» Collected data
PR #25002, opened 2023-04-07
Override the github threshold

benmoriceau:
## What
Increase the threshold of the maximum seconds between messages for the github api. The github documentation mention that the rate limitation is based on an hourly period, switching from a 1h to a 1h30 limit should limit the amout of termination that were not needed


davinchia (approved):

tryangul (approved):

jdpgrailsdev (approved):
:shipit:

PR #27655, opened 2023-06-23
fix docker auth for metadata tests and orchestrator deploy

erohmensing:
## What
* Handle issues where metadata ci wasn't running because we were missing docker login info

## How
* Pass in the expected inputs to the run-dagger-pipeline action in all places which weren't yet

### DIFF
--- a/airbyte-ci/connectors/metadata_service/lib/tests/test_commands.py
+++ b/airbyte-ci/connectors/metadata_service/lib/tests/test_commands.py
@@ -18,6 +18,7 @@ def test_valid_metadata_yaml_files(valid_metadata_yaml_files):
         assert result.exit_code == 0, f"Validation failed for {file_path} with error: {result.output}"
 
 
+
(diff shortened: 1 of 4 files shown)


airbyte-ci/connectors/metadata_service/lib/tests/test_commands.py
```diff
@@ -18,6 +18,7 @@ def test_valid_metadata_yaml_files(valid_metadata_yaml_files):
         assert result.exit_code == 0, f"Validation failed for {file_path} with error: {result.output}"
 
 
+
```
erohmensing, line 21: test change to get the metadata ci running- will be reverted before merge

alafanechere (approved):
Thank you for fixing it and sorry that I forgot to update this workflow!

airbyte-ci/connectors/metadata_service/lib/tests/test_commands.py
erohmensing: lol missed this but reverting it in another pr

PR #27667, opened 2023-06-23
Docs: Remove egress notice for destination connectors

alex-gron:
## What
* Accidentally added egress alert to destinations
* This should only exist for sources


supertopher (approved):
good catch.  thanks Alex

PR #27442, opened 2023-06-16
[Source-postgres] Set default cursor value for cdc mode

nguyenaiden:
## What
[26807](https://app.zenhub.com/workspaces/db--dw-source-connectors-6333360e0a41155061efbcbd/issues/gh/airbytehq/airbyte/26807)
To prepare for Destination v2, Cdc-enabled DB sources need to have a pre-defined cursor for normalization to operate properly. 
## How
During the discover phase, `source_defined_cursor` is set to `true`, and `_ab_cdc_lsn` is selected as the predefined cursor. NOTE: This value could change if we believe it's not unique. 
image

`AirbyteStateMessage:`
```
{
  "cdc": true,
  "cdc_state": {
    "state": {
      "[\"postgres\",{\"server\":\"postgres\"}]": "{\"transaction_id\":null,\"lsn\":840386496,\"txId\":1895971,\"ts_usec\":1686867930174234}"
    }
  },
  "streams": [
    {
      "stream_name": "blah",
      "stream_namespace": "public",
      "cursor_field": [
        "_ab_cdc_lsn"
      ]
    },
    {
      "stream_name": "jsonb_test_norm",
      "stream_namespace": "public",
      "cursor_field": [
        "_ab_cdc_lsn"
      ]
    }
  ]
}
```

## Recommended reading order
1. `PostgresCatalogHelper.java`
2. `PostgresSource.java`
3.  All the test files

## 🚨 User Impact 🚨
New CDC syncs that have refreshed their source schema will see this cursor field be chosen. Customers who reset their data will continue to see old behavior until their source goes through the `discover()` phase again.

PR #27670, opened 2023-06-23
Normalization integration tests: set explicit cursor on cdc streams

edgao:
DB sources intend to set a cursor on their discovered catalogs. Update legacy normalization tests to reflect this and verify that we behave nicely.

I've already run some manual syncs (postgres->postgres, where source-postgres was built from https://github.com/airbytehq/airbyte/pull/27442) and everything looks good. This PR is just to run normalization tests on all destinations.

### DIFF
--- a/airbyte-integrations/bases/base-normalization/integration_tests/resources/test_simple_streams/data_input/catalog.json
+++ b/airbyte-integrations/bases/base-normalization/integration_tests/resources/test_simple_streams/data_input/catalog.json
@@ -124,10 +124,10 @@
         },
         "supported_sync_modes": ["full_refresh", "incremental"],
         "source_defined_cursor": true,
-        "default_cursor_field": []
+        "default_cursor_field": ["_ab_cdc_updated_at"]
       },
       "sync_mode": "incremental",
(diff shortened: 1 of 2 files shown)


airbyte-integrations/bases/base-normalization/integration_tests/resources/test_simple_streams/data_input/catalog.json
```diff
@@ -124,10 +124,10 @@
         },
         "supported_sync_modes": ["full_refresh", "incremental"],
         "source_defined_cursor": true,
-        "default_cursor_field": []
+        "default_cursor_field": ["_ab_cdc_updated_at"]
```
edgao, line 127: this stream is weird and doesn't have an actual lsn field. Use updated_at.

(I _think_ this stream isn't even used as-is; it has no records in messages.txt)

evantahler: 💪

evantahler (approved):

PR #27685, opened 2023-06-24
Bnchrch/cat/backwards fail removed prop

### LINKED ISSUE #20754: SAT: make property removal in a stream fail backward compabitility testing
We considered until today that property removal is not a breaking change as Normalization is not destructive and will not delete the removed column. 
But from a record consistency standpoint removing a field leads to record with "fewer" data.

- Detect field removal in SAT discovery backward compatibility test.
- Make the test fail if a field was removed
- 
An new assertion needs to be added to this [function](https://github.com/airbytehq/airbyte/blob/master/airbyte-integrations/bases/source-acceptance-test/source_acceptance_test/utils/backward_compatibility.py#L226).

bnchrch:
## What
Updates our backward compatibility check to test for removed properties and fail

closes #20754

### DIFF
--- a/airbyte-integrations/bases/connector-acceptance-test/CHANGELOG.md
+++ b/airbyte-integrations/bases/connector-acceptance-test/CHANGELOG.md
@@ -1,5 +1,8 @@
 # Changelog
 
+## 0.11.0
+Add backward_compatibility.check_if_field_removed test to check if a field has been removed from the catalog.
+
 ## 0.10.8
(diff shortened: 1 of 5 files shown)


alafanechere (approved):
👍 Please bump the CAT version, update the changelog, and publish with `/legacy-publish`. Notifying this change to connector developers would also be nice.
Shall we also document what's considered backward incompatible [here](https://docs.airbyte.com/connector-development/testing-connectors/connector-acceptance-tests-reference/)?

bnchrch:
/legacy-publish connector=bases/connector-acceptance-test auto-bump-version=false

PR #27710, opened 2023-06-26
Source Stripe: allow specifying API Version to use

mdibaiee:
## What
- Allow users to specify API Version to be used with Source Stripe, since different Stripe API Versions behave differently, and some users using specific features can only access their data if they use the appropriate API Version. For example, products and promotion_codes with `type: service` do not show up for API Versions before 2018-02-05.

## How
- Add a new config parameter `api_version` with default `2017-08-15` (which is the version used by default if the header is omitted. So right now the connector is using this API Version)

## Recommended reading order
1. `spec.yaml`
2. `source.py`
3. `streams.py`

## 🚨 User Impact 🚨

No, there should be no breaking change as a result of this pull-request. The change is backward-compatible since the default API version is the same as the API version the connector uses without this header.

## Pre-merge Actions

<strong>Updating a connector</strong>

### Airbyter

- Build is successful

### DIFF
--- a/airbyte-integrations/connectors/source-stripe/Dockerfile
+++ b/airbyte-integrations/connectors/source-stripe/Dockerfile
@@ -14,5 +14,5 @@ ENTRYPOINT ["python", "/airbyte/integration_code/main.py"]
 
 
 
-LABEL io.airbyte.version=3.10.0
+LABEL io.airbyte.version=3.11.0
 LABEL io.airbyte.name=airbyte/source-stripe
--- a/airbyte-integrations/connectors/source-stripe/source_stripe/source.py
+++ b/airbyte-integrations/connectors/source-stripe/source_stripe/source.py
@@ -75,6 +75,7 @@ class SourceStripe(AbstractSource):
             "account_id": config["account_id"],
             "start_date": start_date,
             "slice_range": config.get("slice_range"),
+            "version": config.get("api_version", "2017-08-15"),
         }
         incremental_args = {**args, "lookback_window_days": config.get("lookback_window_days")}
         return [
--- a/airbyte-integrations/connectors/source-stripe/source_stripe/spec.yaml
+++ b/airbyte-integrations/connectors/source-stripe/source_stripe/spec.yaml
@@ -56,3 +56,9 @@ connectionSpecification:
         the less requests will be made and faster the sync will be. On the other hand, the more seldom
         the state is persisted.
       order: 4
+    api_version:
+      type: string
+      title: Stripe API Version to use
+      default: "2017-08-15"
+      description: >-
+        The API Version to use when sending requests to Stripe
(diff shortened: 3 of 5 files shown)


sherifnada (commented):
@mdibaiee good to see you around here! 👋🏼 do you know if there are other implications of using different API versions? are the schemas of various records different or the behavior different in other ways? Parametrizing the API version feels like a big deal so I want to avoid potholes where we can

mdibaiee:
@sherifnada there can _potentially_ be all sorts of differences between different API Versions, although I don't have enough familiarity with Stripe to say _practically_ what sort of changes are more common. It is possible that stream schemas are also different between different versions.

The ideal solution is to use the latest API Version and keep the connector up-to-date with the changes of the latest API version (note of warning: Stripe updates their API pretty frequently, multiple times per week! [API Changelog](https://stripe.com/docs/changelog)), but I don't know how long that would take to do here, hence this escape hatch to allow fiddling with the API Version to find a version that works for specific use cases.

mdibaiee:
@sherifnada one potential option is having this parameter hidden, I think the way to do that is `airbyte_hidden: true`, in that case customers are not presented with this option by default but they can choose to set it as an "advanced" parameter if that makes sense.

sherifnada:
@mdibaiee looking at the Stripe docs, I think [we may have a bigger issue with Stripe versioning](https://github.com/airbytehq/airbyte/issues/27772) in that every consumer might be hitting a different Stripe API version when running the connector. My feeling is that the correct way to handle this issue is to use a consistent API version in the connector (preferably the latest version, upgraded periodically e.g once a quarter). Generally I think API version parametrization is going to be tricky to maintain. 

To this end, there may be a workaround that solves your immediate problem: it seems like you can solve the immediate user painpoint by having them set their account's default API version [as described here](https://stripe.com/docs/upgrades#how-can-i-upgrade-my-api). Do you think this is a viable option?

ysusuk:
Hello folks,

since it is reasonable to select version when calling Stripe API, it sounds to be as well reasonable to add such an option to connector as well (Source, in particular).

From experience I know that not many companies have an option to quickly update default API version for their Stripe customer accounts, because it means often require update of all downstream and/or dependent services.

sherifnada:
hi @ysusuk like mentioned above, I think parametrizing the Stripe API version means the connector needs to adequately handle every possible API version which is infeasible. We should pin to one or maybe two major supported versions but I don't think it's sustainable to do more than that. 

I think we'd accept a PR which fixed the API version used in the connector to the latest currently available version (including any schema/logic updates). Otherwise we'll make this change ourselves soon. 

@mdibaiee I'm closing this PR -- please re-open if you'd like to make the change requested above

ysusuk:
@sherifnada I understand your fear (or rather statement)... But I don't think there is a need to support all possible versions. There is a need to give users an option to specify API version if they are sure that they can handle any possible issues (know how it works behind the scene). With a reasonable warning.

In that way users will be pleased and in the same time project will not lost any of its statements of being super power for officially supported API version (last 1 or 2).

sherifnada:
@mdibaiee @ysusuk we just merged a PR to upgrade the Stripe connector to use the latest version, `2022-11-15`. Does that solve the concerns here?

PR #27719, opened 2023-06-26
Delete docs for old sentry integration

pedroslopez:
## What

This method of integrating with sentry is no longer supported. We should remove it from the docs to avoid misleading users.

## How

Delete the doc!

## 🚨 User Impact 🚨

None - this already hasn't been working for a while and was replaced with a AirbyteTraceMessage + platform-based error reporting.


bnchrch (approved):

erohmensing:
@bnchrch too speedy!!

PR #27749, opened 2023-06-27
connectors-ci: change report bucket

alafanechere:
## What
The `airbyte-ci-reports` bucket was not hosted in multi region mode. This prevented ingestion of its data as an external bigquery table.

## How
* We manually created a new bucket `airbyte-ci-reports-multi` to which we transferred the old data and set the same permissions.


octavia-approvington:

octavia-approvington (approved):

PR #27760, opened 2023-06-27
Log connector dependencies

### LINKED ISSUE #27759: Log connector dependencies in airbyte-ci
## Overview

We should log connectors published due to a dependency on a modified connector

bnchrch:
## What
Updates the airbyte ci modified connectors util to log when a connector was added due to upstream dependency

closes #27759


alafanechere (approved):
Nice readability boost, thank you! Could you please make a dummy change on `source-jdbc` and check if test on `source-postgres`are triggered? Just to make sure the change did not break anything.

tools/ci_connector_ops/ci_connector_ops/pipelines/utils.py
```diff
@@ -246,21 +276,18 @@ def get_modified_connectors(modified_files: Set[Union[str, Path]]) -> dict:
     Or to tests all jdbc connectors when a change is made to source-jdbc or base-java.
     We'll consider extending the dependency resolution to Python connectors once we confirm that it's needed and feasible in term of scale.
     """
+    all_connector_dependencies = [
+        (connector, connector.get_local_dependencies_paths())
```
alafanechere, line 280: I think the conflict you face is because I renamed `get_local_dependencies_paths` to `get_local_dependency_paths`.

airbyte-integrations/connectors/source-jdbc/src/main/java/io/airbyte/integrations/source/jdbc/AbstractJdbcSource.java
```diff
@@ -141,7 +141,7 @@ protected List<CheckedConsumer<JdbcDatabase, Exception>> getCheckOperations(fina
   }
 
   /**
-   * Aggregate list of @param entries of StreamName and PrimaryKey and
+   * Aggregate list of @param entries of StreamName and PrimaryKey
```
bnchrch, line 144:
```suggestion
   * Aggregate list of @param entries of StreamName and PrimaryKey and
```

» Work item
Every line of the entries above that holds "made" should be copied out.

» Written solution
         the less requests will be made and faster the sync will be. On the other hand, the more seldom
     Or to tests all jdbc connectors when a change is made to source-jdbc or base-java.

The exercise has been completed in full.